A stack of UK's Right-Wing Media Manufacturers covers
Impact

While the early hours of January 1 saw champagne corks and fireworks all over the world, the New Year meant judgment day for much of the U.K.'s right-wing media. 

For months prior, the chorus of conservative voices had been promising that the start of 2014 would also be the end of life in Britain as we know it, as controls expired and Bulgarian and Romanian citizens were able to live and work freely in the U.K., just like citizens of the other 27 EU countries.

Headlines last year screamed, "HOW ROMANIAN CRIMINALS TERRORISE OUR STREETS," "MIGRANTS SHUN THE ENGLISH LANGUAGE," "SEND THEM ALL BACK HOME" and — most disturbingly of all — "ROMA MIGRANT INVASION WILL START UK RIOTS." The articles beneath these headlines were often based upon assumptions and racist stereotypes.

The U.K.'s borders, however, did not see the predicted flood of migrants. In fact, the borders looked a little more like this: 

And according to Romania's ambassador to the UK, only 25 Romanians have entered the country since the restrictions were relaxed.

The oversimplified fear here, is that enormous numbers Romanians and Bulgarians will move to (and overwhelm) the rainy little island to take advantage of British benefits and comparatively high wages.

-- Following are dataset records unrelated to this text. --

PR #678, opened 2020-08-14
Modify the patch for the libfuzzer/entropic's keepseed variants

dokyungs:
This patch modifies the patch for the libfuzzer/entropic's keepseed variants such that (i) seed inputs are not replaced even if -reduce_inputs=1, and (ii) the crossover mutator uses a uniform probability distribution when selecting inputs to cross over with, while using the original probability distribution computed by either Vanilla or Entropic schedule when selecting an input to mutate.


dokyungs:
> Can you add an experiment request as well (last one had to be removed for some other testing). I will merge this on weekend after current one is finished.

Added. Thanks!

PR #679, opened 2020-08-14
LTO reevaluation

vanhauser-thc:
LTO mode performs the instrumentation at link time allowing for collision free coverage.
However also optimization is done at link time.

Previously laf-intel and cmplog instrumentations were performed at compile time, and then the link time optimization re-optimized the instrumentation where it could ...

so in this new reeval laf and cmplog have been moved to link time.
unsurprising now things are as they should.

a bit surprising is however the edge explosion. e.g. bloaty with laf-intel we now get 750k edges! Not to mention the looooong time it takes to link the binary.

if this is still featisble to fuzz efficiently, or not and which other benchmarks are affected and what to learn from that - this is the purpose of this PR.

for _laf and _cmplog not all benchmark will most likely build. that is to be expected and ok, as some build times will be too long.

it will take some time however to to figure out which benchmarks e.g. with laf-intel possible to perform and which dont.
and to fix those which can.

I will @ mention once it is mergable :)


vanhauser-thc:
@inferno-chromium @jonathanmetzman 
why are the CI not starting? did I do something wrong?

vanhauser-thc:
@jonathanmetzman @lszekeres @inferno-chromium  it is ready to land. 
thank you!

vanhauser-thc:
@jonathanmetzman thank you! if you want to can put the start of the experiment a day earlier, I wanted enough buffer just in case ... I know you still have performance week ;)

jonathanmetzman:
The name doesn't affect when it gets run. It will run tonight at 6 PM PT.
The real reason why I make people add the names is so that experiment-requests.yaml has a nice mapping of experiments to reports.
I might merge this experiment with the libFuzzer experiment running today.

vanhauser-thc:
will that have the new report format? :)
Ah maybe also add weizz, andrea updated it in seperate PR.

PR #680, opened 2020-08-14
Fix coverage reports missing file issue

Shadoom7:
Some source file html are broken in the current coverage report because those files are missing.
A deeper reason is that some benchmarks only extract or build their complete source files after running `build.sh`.

This patch should fix this issue by copying the source files in `benchmark-builder` instead of in the coverage dockerfile.

### DIFF
--- a/docker/benchmark-builder/Dockerfile
+++ b/docker/benchmark-builder/Dockerfile
@@ -51,5 +51,7 @@ RUN export CHECKOUT_COMMIT=$(cat /benchmark.yaml | tr -d ' ' | grep 'commit:' | 
 RUN PYTHONPATH=$SRC python3 -u -c "from fuzzers import utils; utils.initialize_flags(); import fuzzer; fuzzer.build()"
 
 # Copy source code files of benchmark to $OUT for the report generation.
+# TODO(ruikangshi): Implement it in makefile generator and in the yaml file
+# so we could save the space in docker image.
 RUN mkdir $OUT/src && \
     cp -rL --parent $SRC $WORK $OUT/src
--- a/docker/benchmark-builder/Dockerfile
+++ b/docker/benchmark-builder/Dockerfile
@@ -49,3 +49,7 @@ RUN export CHECKOUT_COMMIT=$(cat /benchmark.yaml | tr -d ' ' | grep 'commit:' | 
     python3 -u /opt/fuzzbench/checkout_commit.py $CHECKOUT_COMMIT $SRC
 
 RUN PYTHONPATH=$SRC python3 -u -c "from fuzzers import utils; utils.initialize_flags(); import fuzzer; fuzzer.build()"
+
+# Copy source code files of benchmark to $OUT for the report generation.
+RUN mkdir $OUT/src && \
+    cp -rL --parent $SRC $WORK $OUT/src
--- a/docker/benchmark-builder/Dockerfile
+++ b/docker/benchmark-builder/Dockerfile
@@ -49,9 +49,3 @@ RUN export CHECKOUT_COMMIT=$(cat /benchmark.yaml | tr -d ' ' | grep 'commit:' | 
     python3 -u /opt/fuzzbench/checkout_commit.py $CHECKOUT_COMMIT $SRC
 
 RUN PYTHONPATH=$SRC python3 -u -c "from fuzzers import utils; utils.initialize_flags(); import fuzzer; fuzzer.build()"
-
-# Copy source code files of benchmark to $OUT for the report generation.
-# TODO(ruikangshi): Implement it in makefile generator and in the yaml file
-# so we could save the space in docker image.
-RUN mkdir $OUT/src && \
-    cp -rL --parent $SRC $WORK $OUT/src
--- a/docker/benchmark-runner/Dockerfile
+++ b/docker/benchmark-runner/Dockerfile
@@ -60,8 +60,6 @@ ARG fuzzer
 # Copy over all the build artifacts (without * to preserve directory structure).
 # This also copies seed and dictionary files if they are available.
 COPY --from=builder /out/ ./
-# Delete useless source files for coverage build.
-RUN rm -rf ./src
 # Copy the fuzzer.py file.
 COPY fuzzers/$fuzzer/fuzzer.py .
 # Copy the fuzzers directory.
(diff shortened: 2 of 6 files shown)


jonathanmetzman:
> Some source file html are broken in the current coverage report because those files are missing.
> A deeper reason is that some benchmarks only extract or build their complete source files after running `build.sh`.

Which benchmarks are these?

> 
> This patch should fix this issue by copying the source files in `benchmark-builder` instead of in the coverage dockerfile.

I don't love this idea because I don't want to increase the sizes of our runners by including stuff from SRC and WORK.
Would it be possible to copy everything in $OUT but $OUT/src?

Shadoom7:
> > Some source file html are broken in the current coverage report because those files are missing.
> > A deeper reason is that some benchmarks only extract or build their complete source files after running `build.sh`.
> 
> Which benchmarks are these?

From what I see, some of bloaty's files are built in build.sh. And libpng extract all of its source file in build.sh. But I've only checked those two, I believe other benchmarks may have similar issue.

> 
> > This patch should fix this issue by copying the source files in `benchmark-builder` instead of in the coverage dockerfile.
> 
> I don't love this idea because I don't want to increase the sizes of our runners by including stuff from SRC and WORK.
> Would it be possible to copy everything in $OUT but $OUT/src in the runner's Dockerfile?

I'm not sure I understand you. But I think coverage build won't involve any runner's Dockerfile.

Shadoom7:
I think another way is to copy it in `docker/gcb/coverage.yaml`. This won't increase the size of any runner. But it assumes that $SRC = src/, $WORK=work and $OUT=out for all dockers. Should I do this? @jonathanmetzman

jonathanmetzman:
> > > Some source file html are broken in the current coverage report because those files are missing.
> > > A deeper reason is that some benchmarks only extract or build their complete source files after running `build.sh`.
> > 
> > 
> > Which benchmarks are these?
> 
> From what I see, some of bloaty's files are built in build.sh. And libpng extract all of its source file in build.sh. But I've only checked those two, I believe other benchmarks may have similar issue.
> 
> > > This patch should fix this issue by copying the source files in `benchmark-builder` instead of in the coverage dockerfile.
> > 
> > 
> > I don't love this idea because I don't want to increase the sizes of our runners by including stuff from SRC and WORK.
> > Would it be possible to copy everything in $OUT but $OUT/src in the runner's Dockerfile?
> 
> I'm not sure I understand you. But I think coverage build won't involve any runner's Dockerfile.

benchmark-builder is the last builder image that gets built for a fuzzer-benchmark pair. When it is done building $OUT is supposed to contain the fuzzer and the benchmark/target. When the runners get built, one of the images copies everything in $OUT. Your change means the runners will now include $WORK and $SRC. I was suggesting that when this copy happens, you ensure that $OUT/src isn't copied into the runner.

>I think another way is to copy it in docker/gcb/coverage.yaml. This won't increase the size of any runner. But it assumes that $SRC = src/, $WORK=work and $OUT=out for all dockers.

I think that works too but you will have to implement in the code that generates make as well. Let's try implementing my suggestion first. Let me know if I still haven't explained it well enough.

Shadoom7:
I was going to use `.dockerignore` but the building context is the whole project which means it may affect other docker build.
So I used the stupidest way to do it in the end. (To delete it after copying it)
Please tell me if there's another way around. @jonathanmetzman

jonathanmetzman:
> I was going to use `.dockerignore` but the building context is the whole project which means it may affect other docker build.
> So I used the stupidest way to do it in the end. (To delete it after copying it)
> Please tell me if there's another way around. @jonathanmetzman

Unfortunately I think because of the way docker works the space taken up by those files is still included in the previous layer of the final docker image. Maybe land for now and assign a TODO to do it in make/gcb-yaml if we get a chance?

Shadoom7:
> > I was going to use `.dockerignore` but the building context is the whole project which means it may affect other docker build.
> > So I used the stupidest way to do it in the end. (To delete it after copying it)
> > Please tell me if there's another way around. @jonathanmetzman
> 
> Unfortunately I think because of the way docker works the space taken up by those files is still included in the previous layer of the final docker image. Maybe land for now and assign a TODO to do it in make/gcb-yaml if we get a chance?

Ahh right, the layer. Yeah I'll try to fix it if I get time. Have updated the TODO.

jonathanmetzman:
I guess why are we putting int $OUT to begin with? Is it so that the copy we do in coverage.yaml and make includes them in the tarball?
If so I think this is not really the right solution (the right one is to edit that taring so that it includes those directories).

Shadoom7:
> I guess why are we putting int $OUT to begin with? Is it so that the copy we do in coverage.yaml and make includes them in the tarball?
> If so I think this is not really the right solution (the right one is to edit that taring so that it includes those directories).

It's true. So we should only edit the taring command in `coverage.yaml` and the one in `local_build` right?

jonathanmetzman:
> > I guess why are we putting int $OUT to begin with? Is it so that the copy we do in coverage.yaml and make includes them in the tarball?
> > If so I think this is not really the right solution (the right one is to edit that taring so that it includes those directories).
> 
> It's true. So we should only edit the taring command in `coverage.yaml` and the one in `local_build` right?

Yes. I don't want this to block you but if you think that solution would be easier I'd prefer it. Sorry for suggesting the wrong path initially.

Shadoom7:
> > > I guess why are we putting int $OUT to begin with? Is it so that the copy we do in coverage.yaml and make includes them in the tarball?
> > > If so I think this is not really the right solution (the right one is to edit that taring so that it includes those directories).
> > 
> > 
> > It's true. So we should only edit the taring command in `coverage.yaml` and the one in `local_build` right?
> 
> Yes. I don't want this to block you but if you think that solution wouldn't be too hard I'd prefer it. Sorry for suggesting the wrong path initially.

No worries! It's some tiny changes, I'll finish and test it this evening.

jonathanmetzman:
It looks like the approach this CL takes breaks in CI anyway: https://github.com/google/fuzzbench/pull/680/checks?check_run_id=986869872

inferno-chromium:
How big of a issue is this, is this needed before the next big experiment ?

Shadoom7:
> How big of a issue is this, is this needed before the next big experiment ?

I think it's kinda important. Many coverage reports are crashed right now.
I've ran a test today. This patch is ready to go. Better be merged before next experiment.

PR #681, opened 2020-08-16
Fixes for weizz

andreafioraldi:
The weizz script that Marc pushed here it is for fork-based qemu mode, let's specify it.
I updated also the commit id, there are some fixes.

The previous run with weizz failed on most targets problably due to the lack of -m none, but I didn't tested weizz on docker and the fuzzer can crash if the memory is too low. weizz is an academic poc, it can allocates even some gigabytes of memory as hashmap in the worst case on large targets to approximate taint tracking.

Interestingly but not surprisingly, it was great on chunk based formats (the ones that it is designed for) like tls and png and bad on others like sql.


andreafioraldi:
I'm interested to see also aflsmart in the next run in which there is weizz because weizz is basically aflsmart with format reverse engineering instead of with an human written model.

PR #683, opened 2020-08-17
add afltriple

datadancer:
I made changes to afl and want to test it's performance. I added the fuzzer according to the docs and test a litttle using my local machine. Now I want to test and compare it with other fuzzers. Thanks a lot.


datadancer:
@googlebot I fixed it.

That fear has been fanned by the media, and it has also helped motivate policy decisions, with UK leaders even pushing to cut child benefits for the EU migrants  — a move that has been rejected by Brussels. The antiquated logic of this argument is embarrassingly flawed on several levels.

There have been anxieties that 2014 will be a repeat of 2004, when after Poland and several other countries joined the EU, one million immigrants flocked to the U.K. — far outstripping government estimates. However, those predicting an "invasion" seem to misunderstand that Romanians and Bulgarians have been able to travel to the U.K. since 2007, when their countries joined the EU. Temporary restrictions meant that they had to apply for work permits before — now they won't have to. It seems unlikely that people with the determination or desperation to move their lives overseas would wait seven years for it to be a little bit easier.

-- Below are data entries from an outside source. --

PR #685, opened 2020-08-17
Some fix and improvements on differential plots.

Shadoom7:
This patch adds a new ranking graph to summarize the rank of each fuzzer based on their unique coverage on each benchmark.
Screenshot 2020-08-17 at 5 45 15 PM

This patch also adds space between lines of fuzzer buttons in coverage reports collapsible box.

### DIFF
--- a/analysis/experiment_results.py
+++ b/analysis/experiment_results.py
@@ -105,17 +105,18 @@ class ExperimentResults:  # pylint: disable=too-many-instance-attributes
         """A pivot table of medians for each fuzzer on each benchmark."""
         return data_utils.experiment_pivot_table(
             self._experiment_snapshots_df, data_utils.benchmark_rank_by_median)
-    
+
     @property
-    def benchmark_unique_coverage_list(self):
+    def _benchmarks_unique_coverage_list(self):
         """A list containing unique coverage dataframe for each benchmark."""
-        return [benchmark._unique_region_cov_df for benchmark in self.benchmarks]
-    
+        return [benchmark.unique_region_cov_df for benchmark in self.benchmarks]
+
     @property
     def rank_by_unique_coverage_average_normalized_score(self):
         """Rank fuzzers using average normalized score on unique coverage across
         benchmarks."""
-        return coverage_data_utils.rank_by_unique_coverage_average_normalized_score(self.benchmark_unique_coverage_list)
+        return coverage_data_utils.rank_by_average_normalized_score(
+            self._benchmarks_unique_coverage_list)
 
     @property
     def rank_by_average_rank_and_average_rank(self):
--- a/analysis/experiment_results.py
+++ b/analysis/experiment_results.py
@@ -17,6 +17,7 @@ import functools
 import os
 
 from analysis import benchmark_results
+from analysis import coverage_data_utils
 from analysis import data_utils
 from analysis import stat_tests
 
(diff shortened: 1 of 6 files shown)


analysis/report_templates/default.html
```diff
@@ -96,6 +96,13 @@ <h5 class="center-align">By avg. rank</h5>
                     {{ experiment.rank_by_median_and_average_rank.round(2).to_frame().to_html() }}
                 </div>
             </div>
+            
+            <div class="row">
+                <div class="col s5 offset-s1">
+                    <h5 class="center-align">By avg. score on unique coverage</h5>
+                    {{ experiment.rank_by_unique_coverage_average_normalized_score.round(2).to_frame().to_html() }}
+                </div>
+            </div>
```
lszekeres, line 105: Considering adding this to `analysis/report_templates/experimental.html` instead.

I don't think ranking by unique coverage can be considered a typical / usual way of ranking fuzzers. I wouldn't include it by default in the main report.

analysis/experiment_results.py
```diff
@@ -105,6 +106,18 @@ def summary_table(self):
         return data_utils.experiment_pivot_table(
             self._experiment_snapshots_df, data_utils.benchmark_rank_by_median)
 
+    @property
+    def _benchmarks_unique_coverage_list(self):
+        """A list containing unique coverage dataframe for each benchmark."""
+        return [benchmark.unique_region_cov_df for benchmark in self.benchmarks]
```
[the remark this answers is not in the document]
Shadoom7: Yeah good point! I'll remove this one.

analysis/report_templates/default.html
inferno-chromium: +++++++1, still very early and we need to verify results and don't think it should be used for ranking.

analysis/report_templates/default.html
```diff
@@ -274,7 +281,9 @@ <h5 class="center-align">Pairwise unique coverage</h4>
                         <div class="row">
                             {% for fuzzer in benchmark.fuzzer_names %}
                             <div class="col">
-                                <a class="waves-effect waves-light btn" href="{{ benchmark.get_filestore_name(fuzzer) }}/coverage/reports/{{ benchmark.name }}/{{ fuzzer }}/index.html">{{ fuzzer }}</a>
+                                <p>
+                                    <a class="waves-effect waves-light btn" href="{{ benchmark.get_filestore_name(fuzzer) }}/coverage/reports/{{ benchmark.name }}/{{ fuzzer }}/index.html">{{ fuzzer }}</a>
+                                </p>
```
lszekeres, line 286: Buttons are most typically used for interacting with the current page, and rarely for links.
Consider using a collection of links instead: https://materializecss.com/collections.html#links
(Perhaps even with an "external link" icon: https://fontawesome.com/icons/external-link-alt)

analysis/report_templates/default.html
Shadoom7: Got it!

analysis/report_templates/default.html
Shadoom7: The collection list would be too long in a full experiment. Does it matter?

lszekeres: Since we put them in a collapsibles, i think it's fine, no?

Shadoom7: Yeah that makes sense. I'll change it.

Shadoom7:
Now the `Pairwise unique coverage` plots have the fuzzers in order of their unique coverage.

PR #687, opened 2020-08-18
Update llvm/compiler-rt upstream commit number for libfuzzer and entropic

dokyungs:
This patch updates llvm/compiler-rt upstream commit number for libfuzzer and entropic, and removes now-stale variants, fixcrossover and interceptors.


dokyungs:
@morehouse FYI, this patch bumps up the LLVM/compiler-rt version for both libfuzzer and entropic.

jonathanmetzman:
Ughh...why so many queued jobs in CI.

Indeed, many Romanians interviewed by newspapers seemed bemused by the idea that anything has really changed since the start of the year. But this reality gets in the way of inciting fear of immigrants in the public, which is politically useful. Last week, Conservative MP Nadine Dorres added to her public humiliation by claiming, "We could have a tidal wave [of immigrants] at any moment — and that is the problem," on BBC Question Time

There has also been confusion over what being Romanian actually, um, means. In November, MP Tom Harris wrote of the "filthy and vastly overcrowded living arrangements, organized aggressive begging and the ghetto-isation of local streets" that Romanian immigrants brought to Britain. Published on a respectable broadsheet's website, Harris was actually talking about behavior associated (rightly or wrongly) with the Roma population — a travelling community who make up only 3 percent of the country's population, according to the 2002 census. The Romanian Ambassador to the U.K. responded to this confusion and the "insulting media campaign against Romanians" in a searing piece for the Huffington Post.

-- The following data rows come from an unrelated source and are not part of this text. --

PR #688, opened 2020-08-18
Add a temporary entropic variant for testing scheduling policy that uses exectime

dokyungs:
This patch adds an entropic variant to test a scheduling policy that prioritizes inputs with lower execution time.

In my local environment, this gives a throughput increase as well as a coverage increase on the SQLITE3 benchmark. An experiment is requested to see its effect on a larger scale.

### DIFF
--- a/.github/workflows/fuzzers.yml
+++ b/.github/workflows/fuzzers.yml
@@ -37,6 +37,7 @@ jobs:
           # Temporary variants.
           - libfuzzer_keepseed
           - entropic_keepseed
+          - entropic_exectime
           - aflplusplus_classic
           - aflplusplus_lto_pcguard
           - aflplusplus_lto
--- a/fuzzers/entropic_exectime/builder.Dockerfile
+++ b/fuzzers/entropic_exectime/builder.Dockerfile
@@ -1,0 +1,28 @@
+# Copyright 2020 Google LLC
+#
+# Licensed under the Apache License, Version 2.0 (the "License");
+# you may not use this file except in compliance with the License.
+# You may obtain a copy of the License at
+#
+# http://www.apache.org/licenses/LICENSE-2.0
+#
+# Unless required by applicable law or agreed to in writing, software
+# distributed under the License is distributed on an "AS IS" BASIS,
+# WITHOUT WARRANTIES OR CONDITIONS OF ANY KIND, either express or implied.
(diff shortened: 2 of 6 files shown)


jonathanmetzman:
> This patch adds an entropic variant to test a scheduling policy that prioritizes inputs with lower execution time.
> 

Interesting, AFL uses this approach. I think (could very well be wrong) AFL executes new interesting inputs multiple times so the time it uses is an average and thus not so prone to weird variance. Might be something to consider.
Also, if this gets upstreamed you'll probably have to disable the feature when a random seed is specified


> In my local environment, this gives a throughput increase as well as a coverage increase on the SQLITE3 benchmark. An experiment is requested to see its effect on a larger scale.

Nice!

dokyungs:
@jonathanmetzman I just rebased the patch and wonder whether my experiment request would still be okay. Could you please review?

mboehme:
Awesome @dokyungs! There are some really nice improvements!

I actually tried to accomodate prioritizing by execution time in the Entropic review for LibFuzzer, but it didn't land.
KCC had some concerns about execution time as source of non-determinism between campaigns that are started with the same random seed: 
https://reviews.llvm.org/D73776?id=257332#1997664
https://reviews.llvm.org/D73776?id=257332#1998190
You can get a significant performance boost, but at the cost of deterministic crash reproduction on stateful programs.

It actually lived on in FuzzBench for a while: https://github.com/google/fuzzbench/commit/de1b86acab087c26a5828cb7b817735abc089af0#diff-7521e1961f04599fc99be889564117c6R332

Maybe it could be an experimental option?

mboehme:
@dokyungs The only other tweak that I did over upstream Entropic was to disable 5min restarts for FuzzBench:
https://github.com/google/fuzzbench/pull/467

My thinking was that LibFuzzer in Fuzzbench is run with `-ignore_crashes` which restarts LF every 5 minutes. Incidence counts will get lost. The patch still restarts LF after a crash, but not after every 5 minutes.

mboehme:
Oh, it landed 3 days ago 👍. That was quick!

https://github.com/llvm/llvm-project/commit/5cda4dc7b4d28fcd11307d4234c513ff779a1c6f#diff-c3f8db3928d5d4ba1151657fa434f679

Nursing blinding hangovers (I imagine), British journalists camped out in Bucharest airport on New Year's Day to try to interview members of the immigrant "invasion." They found only a handful, however, and then the penny began to drop that Romanians and Bulgarians aren't as enamoured with the idea of life in Britain as the aged, imperialist rhetoric would have us believe. 

As we have seen again and again, anti-immigration rhetoric offers politicians and public figures a simple explanation for many of the issues with which British society is currently grappling: unemployment, low wages, housing shortages and enormous government deficit. The Romanians and the Bulgarians have offered an easy target in the last couple of months, even as the numbers haven't quite added up.

Whether the British public believes in open borders or not — which we may find out during the promised referendum on Britain's inclusion in the EU — this recent racist and ignorant media campaign is embarrassing to everyone. If I were Romanian or Bulgarian, I'd stay away too.